What this task involves »
Answer with one number only: how many lines in the material contain "implementation".

Data extracts »
+ + + +

PR #49, opened 2020-12-03
net: Add a DevicePort implementation

alistair23:
This is a WIP attempt at adding a `DevicePort` implementation to Manticore.

This implementation varies greatly from the current `HostPort` implementation, which is why I'm sending a draft PR to see what others think.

+ + + +

Response box »
3